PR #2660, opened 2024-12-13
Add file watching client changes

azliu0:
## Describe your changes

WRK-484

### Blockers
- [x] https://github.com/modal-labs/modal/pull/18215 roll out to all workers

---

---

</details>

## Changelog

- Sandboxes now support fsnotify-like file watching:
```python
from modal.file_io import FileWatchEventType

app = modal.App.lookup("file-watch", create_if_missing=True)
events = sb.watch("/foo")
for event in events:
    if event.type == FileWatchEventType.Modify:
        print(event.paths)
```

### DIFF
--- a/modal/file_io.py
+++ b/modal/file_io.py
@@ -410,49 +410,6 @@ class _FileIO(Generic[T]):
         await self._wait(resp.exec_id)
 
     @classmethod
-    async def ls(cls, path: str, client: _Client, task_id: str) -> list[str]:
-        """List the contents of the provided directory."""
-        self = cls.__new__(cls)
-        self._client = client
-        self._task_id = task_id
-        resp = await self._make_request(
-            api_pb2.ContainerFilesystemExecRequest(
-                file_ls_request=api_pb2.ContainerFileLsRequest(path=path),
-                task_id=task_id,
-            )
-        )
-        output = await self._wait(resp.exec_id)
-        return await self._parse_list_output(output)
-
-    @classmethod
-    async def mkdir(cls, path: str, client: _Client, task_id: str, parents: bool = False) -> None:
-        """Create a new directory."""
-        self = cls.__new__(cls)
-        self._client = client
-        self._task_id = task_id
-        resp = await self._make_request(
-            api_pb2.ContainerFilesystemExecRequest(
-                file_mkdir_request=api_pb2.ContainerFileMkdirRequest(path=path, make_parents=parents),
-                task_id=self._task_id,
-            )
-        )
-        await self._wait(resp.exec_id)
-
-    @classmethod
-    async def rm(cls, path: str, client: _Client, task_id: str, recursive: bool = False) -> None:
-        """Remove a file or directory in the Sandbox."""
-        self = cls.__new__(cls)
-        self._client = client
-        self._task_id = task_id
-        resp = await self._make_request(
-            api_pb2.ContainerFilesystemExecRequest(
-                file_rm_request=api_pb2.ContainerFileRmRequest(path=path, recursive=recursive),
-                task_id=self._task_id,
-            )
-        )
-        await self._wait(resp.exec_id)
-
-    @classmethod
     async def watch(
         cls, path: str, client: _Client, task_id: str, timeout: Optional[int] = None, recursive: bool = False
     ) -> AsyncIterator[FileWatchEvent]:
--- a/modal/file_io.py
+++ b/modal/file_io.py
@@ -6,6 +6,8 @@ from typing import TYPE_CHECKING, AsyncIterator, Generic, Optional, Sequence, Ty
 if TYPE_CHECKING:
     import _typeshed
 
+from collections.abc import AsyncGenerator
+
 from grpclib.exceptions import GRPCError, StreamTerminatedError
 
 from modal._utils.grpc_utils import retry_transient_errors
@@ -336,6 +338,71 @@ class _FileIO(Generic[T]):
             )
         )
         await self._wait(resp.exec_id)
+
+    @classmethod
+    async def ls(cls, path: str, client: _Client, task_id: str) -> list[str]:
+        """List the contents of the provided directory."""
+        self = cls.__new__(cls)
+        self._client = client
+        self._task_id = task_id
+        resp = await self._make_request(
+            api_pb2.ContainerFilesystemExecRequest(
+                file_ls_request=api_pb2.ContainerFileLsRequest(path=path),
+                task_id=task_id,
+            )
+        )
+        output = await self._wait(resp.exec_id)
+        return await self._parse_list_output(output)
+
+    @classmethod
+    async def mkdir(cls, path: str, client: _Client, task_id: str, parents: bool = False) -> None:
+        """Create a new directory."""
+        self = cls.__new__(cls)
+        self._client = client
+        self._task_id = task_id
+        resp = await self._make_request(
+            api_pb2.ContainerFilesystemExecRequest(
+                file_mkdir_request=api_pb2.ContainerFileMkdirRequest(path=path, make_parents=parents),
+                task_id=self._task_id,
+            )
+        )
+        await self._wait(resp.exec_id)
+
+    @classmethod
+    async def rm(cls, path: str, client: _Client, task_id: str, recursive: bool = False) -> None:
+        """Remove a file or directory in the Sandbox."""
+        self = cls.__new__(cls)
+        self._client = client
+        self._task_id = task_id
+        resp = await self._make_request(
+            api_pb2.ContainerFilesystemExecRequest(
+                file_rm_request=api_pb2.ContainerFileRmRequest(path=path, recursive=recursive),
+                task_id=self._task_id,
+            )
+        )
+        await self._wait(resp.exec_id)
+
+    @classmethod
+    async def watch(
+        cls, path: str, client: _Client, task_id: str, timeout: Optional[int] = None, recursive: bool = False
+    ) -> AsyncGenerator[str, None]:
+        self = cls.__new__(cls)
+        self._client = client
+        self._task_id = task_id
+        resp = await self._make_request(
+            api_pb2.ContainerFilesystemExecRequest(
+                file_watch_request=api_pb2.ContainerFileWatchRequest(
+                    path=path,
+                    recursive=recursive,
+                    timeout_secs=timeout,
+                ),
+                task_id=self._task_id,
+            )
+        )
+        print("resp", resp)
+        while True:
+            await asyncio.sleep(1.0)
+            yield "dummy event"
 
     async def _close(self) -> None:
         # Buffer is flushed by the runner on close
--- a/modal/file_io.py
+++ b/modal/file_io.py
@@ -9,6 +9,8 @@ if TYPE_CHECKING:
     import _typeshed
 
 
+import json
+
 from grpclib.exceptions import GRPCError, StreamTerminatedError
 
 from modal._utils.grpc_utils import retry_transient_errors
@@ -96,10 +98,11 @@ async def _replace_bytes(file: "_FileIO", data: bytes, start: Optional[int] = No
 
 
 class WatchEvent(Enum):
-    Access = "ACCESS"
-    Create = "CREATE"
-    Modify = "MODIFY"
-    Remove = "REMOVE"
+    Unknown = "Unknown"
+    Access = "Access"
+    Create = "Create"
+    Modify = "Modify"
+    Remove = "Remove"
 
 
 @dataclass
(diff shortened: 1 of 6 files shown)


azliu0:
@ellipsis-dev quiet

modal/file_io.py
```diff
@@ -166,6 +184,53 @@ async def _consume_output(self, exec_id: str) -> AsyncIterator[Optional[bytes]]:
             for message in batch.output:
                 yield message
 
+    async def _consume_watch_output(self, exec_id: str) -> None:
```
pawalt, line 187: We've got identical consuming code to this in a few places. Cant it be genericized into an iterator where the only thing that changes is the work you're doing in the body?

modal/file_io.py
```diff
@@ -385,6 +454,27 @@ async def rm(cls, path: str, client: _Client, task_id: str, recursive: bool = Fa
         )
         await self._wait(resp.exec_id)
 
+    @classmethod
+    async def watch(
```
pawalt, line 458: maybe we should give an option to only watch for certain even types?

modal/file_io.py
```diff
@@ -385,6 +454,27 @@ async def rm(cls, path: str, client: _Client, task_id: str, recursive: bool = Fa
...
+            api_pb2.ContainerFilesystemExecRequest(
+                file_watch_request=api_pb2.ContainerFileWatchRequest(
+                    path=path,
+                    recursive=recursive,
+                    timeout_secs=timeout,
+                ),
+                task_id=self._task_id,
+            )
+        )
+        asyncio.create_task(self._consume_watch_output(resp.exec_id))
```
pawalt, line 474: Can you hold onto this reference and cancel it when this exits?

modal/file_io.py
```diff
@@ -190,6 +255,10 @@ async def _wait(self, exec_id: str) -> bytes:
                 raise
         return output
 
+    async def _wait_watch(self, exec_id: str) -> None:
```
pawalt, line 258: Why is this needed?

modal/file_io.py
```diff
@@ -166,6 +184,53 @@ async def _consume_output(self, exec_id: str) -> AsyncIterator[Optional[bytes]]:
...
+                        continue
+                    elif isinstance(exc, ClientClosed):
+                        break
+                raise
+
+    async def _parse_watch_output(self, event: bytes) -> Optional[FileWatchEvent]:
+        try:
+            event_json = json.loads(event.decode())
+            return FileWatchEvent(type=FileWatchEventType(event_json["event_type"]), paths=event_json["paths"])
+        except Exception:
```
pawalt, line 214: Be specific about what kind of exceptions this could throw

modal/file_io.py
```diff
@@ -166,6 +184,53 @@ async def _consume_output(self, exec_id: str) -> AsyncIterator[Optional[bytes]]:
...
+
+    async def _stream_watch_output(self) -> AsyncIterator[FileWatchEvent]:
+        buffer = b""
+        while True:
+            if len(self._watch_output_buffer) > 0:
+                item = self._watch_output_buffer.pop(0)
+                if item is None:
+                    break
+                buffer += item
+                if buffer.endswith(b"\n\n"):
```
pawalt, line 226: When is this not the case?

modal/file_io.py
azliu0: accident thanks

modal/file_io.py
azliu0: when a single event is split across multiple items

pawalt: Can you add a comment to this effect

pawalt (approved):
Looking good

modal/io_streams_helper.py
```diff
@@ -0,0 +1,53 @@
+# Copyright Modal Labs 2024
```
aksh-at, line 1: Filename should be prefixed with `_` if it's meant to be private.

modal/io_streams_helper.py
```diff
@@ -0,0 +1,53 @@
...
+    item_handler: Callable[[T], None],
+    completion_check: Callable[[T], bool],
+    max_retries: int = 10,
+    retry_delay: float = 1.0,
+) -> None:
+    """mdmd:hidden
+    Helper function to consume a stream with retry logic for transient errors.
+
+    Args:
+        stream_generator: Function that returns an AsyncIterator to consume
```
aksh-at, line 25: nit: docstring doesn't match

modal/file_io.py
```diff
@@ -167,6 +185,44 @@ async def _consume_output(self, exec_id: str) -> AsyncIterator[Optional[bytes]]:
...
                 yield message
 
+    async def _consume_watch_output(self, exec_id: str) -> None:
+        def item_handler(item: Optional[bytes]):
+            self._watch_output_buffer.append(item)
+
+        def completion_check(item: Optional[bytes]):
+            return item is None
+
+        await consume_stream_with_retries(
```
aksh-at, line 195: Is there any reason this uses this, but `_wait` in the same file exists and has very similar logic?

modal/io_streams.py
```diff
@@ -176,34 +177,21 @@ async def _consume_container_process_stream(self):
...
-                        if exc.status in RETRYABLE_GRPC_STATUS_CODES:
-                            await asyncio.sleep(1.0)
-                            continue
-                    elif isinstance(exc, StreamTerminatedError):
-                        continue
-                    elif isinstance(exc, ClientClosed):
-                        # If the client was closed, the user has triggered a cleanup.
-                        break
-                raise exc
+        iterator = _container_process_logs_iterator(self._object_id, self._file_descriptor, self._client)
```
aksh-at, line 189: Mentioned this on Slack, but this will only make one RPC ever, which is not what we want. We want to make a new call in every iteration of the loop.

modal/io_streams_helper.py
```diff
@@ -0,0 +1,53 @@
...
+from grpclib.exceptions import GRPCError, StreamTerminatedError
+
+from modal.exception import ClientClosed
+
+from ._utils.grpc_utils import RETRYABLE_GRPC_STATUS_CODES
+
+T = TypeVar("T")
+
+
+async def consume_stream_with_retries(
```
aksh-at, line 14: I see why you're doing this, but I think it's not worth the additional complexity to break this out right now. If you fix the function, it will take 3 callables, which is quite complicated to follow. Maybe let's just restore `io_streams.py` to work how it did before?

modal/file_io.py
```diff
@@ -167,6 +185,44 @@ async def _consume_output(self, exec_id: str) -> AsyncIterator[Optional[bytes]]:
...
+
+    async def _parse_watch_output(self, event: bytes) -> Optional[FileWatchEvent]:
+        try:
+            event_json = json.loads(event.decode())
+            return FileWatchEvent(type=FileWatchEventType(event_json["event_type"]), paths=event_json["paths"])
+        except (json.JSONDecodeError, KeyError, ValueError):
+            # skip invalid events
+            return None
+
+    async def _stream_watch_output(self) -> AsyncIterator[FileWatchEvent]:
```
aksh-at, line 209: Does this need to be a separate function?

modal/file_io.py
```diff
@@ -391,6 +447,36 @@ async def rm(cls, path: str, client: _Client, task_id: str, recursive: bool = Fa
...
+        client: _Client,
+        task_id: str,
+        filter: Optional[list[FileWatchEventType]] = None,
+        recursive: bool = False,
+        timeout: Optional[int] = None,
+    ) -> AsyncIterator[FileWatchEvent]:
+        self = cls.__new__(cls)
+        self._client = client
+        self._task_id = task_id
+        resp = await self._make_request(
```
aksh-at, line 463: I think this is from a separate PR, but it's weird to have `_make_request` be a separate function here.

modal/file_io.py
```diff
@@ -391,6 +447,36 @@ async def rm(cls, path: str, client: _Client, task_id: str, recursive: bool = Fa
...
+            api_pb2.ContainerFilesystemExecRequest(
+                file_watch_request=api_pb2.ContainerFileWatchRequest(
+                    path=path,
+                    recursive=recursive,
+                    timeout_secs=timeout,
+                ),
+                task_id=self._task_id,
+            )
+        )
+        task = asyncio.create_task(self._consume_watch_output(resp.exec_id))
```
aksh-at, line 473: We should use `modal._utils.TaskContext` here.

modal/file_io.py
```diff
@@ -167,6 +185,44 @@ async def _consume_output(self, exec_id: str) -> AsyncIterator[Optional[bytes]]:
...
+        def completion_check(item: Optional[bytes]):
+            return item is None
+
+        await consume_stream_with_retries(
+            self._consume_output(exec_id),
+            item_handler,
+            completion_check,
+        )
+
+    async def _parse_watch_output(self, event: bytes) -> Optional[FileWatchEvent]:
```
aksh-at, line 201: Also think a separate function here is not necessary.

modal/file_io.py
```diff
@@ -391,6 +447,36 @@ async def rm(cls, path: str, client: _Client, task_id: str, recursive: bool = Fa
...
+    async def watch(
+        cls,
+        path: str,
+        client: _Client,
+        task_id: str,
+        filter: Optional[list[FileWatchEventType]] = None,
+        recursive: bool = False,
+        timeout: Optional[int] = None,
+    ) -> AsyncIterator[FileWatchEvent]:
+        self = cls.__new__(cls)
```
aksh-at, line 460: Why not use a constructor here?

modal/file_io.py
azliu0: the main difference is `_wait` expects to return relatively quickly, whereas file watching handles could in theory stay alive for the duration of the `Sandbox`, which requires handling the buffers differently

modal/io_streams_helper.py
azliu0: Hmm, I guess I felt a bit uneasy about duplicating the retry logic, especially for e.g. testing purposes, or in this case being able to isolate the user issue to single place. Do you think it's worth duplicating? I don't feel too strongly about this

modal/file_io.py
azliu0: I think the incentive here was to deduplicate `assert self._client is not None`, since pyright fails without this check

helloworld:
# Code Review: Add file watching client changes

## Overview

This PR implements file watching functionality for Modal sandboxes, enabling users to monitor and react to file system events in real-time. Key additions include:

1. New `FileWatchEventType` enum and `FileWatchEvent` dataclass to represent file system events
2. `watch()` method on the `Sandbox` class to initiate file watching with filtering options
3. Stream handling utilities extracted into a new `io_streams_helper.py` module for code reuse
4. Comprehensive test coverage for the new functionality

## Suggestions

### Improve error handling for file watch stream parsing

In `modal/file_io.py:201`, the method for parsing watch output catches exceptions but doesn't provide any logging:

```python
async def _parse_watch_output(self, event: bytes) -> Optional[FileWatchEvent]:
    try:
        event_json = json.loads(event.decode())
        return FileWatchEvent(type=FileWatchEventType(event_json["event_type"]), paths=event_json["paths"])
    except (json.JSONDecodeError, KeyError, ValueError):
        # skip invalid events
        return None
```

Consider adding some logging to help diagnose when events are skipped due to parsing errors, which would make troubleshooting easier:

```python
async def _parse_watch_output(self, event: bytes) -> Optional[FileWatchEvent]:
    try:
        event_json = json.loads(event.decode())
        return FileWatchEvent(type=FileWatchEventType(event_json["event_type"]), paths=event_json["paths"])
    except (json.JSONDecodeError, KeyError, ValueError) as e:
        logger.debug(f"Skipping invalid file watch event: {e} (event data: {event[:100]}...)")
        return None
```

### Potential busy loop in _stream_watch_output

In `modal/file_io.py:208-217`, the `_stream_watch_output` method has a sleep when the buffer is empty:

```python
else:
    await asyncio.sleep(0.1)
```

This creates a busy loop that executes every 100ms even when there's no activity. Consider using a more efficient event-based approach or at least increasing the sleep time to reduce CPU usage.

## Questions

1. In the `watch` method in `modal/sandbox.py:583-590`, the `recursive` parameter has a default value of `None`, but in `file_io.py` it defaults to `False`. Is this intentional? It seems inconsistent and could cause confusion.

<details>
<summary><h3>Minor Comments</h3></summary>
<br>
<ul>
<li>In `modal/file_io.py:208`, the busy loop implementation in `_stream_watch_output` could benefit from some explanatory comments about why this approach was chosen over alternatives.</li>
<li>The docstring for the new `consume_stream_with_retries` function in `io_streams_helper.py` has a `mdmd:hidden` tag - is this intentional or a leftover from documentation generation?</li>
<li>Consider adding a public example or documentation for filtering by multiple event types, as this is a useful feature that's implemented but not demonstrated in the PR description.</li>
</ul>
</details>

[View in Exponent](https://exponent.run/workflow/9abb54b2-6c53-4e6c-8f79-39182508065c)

........

◆ PROBLEM DETAILS ◆
Report the number of lines in the records above that contain "logic", with no other text.

◆ WRITTEN ANSWER ◆
3